If you find nothing wrong, just uninstall the Uber Driver APP and reinstall it. May be You need an updated app. You should have seen "+5.25 on your next trip" note on the app.


----------



## Seahawk3 (Oct 5, 2016)

I have never and I will never work for a company that will promise me bonus pay in the future on something I just did


----------



## TomTheAnt (Jan 1, 2019)

rubidoux said:


> If I drive to that 5.25, why is it ok not to give that "5.25 will be added to your next ride" thing to me?


Due to the reasons listed above, and then some. Chalk it up as a lesson learned and move on. You are not going to win that fight.


----------



## BCS DRIVER (Oct 25, 2018)

Is it possible they have 2 types of surges?

1. The sticky/+ $X next ride that will show the amount to be paid even if you leave the surge area or the request comes from outside the surge area.

2. A non-sticky/no + $X next ride that will pay only if the request comes from within the surge area.

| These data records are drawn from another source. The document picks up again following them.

PR #33435, opened 2024-10-03
fix: Server not notifying users of E2EE key suggestions

KevLehman:

- Add missing notifiers
- Changed a function to be a findOneAndUpdate instead of an update to not find twice.

## Issue(s)

https://rocketchat.atlassian.net/browse/E2EE2-74

## Further comments

This prevents users to know that they got a new key suggestion, forcing them to either refresh the page or send a message (which triggers a room notification because of the message counter increasing) in order to know they have a suggested E2EE key.


pierre-lehnen-rc (dismissed):

apps/meteor/app/e2e/server/methods/updateGroupKey.ts
```diff
@@ -34,8 +34,8 @@ Meteor.methods<ServerMethods>({
 			}
 
 			// uid also has subscription to this room
-			const { modifiedCount } = await Subscriptions.setGroupE2ESuggestedKey(uid, rid, key);
-			if (modifiedCount) {
+			const { value } = await Subscriptions.setGroupE2ESuggestedKey(uid, rid, key);
+			if (value) {
 				void notifyOnSubscriptionChangedByRoomIdAndUserId(rid, uid);
```
sampaiodiego, line 39: looks like we could use `notifyOnSubscriptionChanged(value)` here as well

sampaiodiego (changes requested):

apps/meteor/app/e2e/server/methods/updateGroupKey.ts
KevLehman: there u go

PR #33439, opened 2024-10-03
chore!: Tag all private apps as migrated when downgrading to CE

matheusbsilva137:

 - Update all private apps when downgrading to CE (by removing the license or invalidating it) in order to add the `migrated` flag to them so that they are exempt from the CE limitations.

## Steps to test or reproduce

**Demo (expected behavior):**

[screen-capture (5).webm](https://github.com/user-attachments/assets/9b600c08-4444-4635-ad6c-58601c8225d0)

## Further comments

[PASLR-24](https://rocketchat.atlassian.net/browse/PASLR-24)
[PASLR-5](https://rocketchat.atlassian.net/browse/PASLR-5)


tapiarafael (approved):

packages/apps-engine/src/server/AppManager.ts
```diff
@@ -492,6 +496,37 @@ export class AppManager {
...
+        }
+
+        await app.call(AppMethod.ONUPDATE).catch((e) => console.warn('Error while migrating:', e));
+
+        await this.purgeAppConfig(app, { keepScheduledJobs: true });
+
+        const storageItem = await this.appMetadataStorage.retrieveOne(id);
+
+        app.getStorageItem().marketplaceInfo = storageItem.marketplaceInfo;
+        await app.validateLicense().catch();
```
d-gubert, line 513: Calling `catch` and passing `undefined` still ends up triggering an unhandled rejection

packages/apps-engine/src/server/AppManager.ts
```diff
@@ -492,6 +496,37 @@ export class AppManager {
...
+
+        storageItem.migrated = true;
+        storageItem.signature = await this.getSignatureManager().signApp(storageItem);
+        // This is async, but we don't care since it only updates in the database
+        // and it should not mutate any properties we care about
+        const stored = await this.appMetadataStorage.update(storageItem).catch();
```
d-gubert, line 519: Calling catch and passing undefined still ends up triggering an unhandled rejection

packages/apps-engine/src/server/AppManager.ts
```diff
@@ -492,6 +496,37 @@ export class AppManager {
...
+
+        await this.updateLocal(stored, app);
+        await this.bridges
+            .getAppActivationBridge()
+            .doAppUpdated(app)
+            .catch(() => {});
```
d-gubert, line 525: Same with the `OnUpdate` - the app did not actually change, there is no use notifying other instances

packages/apps-engine/src/server/AppManager.ts
```diff
@@ -492,6 +496,37 @@ export class AppManager {
...
     }
 
+    public async migrate(id: string): Promise<boolean> {
+        const app = this.apps.get(id);
+
+        if (!app) {
+            throw new Error(`No App by the id "${id}" exists.`);
+        }
+
+        await app.call(AppMethod.ONUPDATE).catch((e) => console.warn('Error while migrating:', e));
```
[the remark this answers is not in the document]
matheusbsilva137: I had to trigger an update here, otherwise the migration wouldn't be "visible" in the client side after a workspace is downgrade. Not sure if there's another way to do so without having to trigger an update, but I couldn't find any other way by the time I implemented this

packages/apps-engine/src/server/AppManager.ts
matheusbsilva137: Oops, I believe there are a bunch more places to fix this, then :grimacing: :grimacing: 
We're doing the same in `enable`, `disable`, `initializeApp` and `enableApp` methods in this file -- and I followed this same wrong "pattern"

Since flat rate started in my area March 1 I've only seen and experienced #1. If indeed they have 2 types I hope to never see #2.


----------



## pizzaladee (May 23, 2018)

It seems as though they have an issue refreshing app. If you are in a surge zone and don’t see that it is being added to your next ride, close the app and reopen it. Most likely you will see that the surge is no longer there.


----------



## Seamus (Jun 21, 2018)

For the thousandth time stop looking at the map colors, it’s nothing but fake manipulation! If it’s a true surge you will see it on the request. Do yourself a favor and learn to ignore colors on the map. F-A-K-E! The color is not a promise of anything.


----------



## JustTreatMeFair (Nov 28, 2017)

pizzaladee said:


> It seems as though they have an issue refreshing app. If you are in a surge zone and don't see that it is being added to your next ride, close the app and reopen it. Most likely you will see that the surge is no longer there.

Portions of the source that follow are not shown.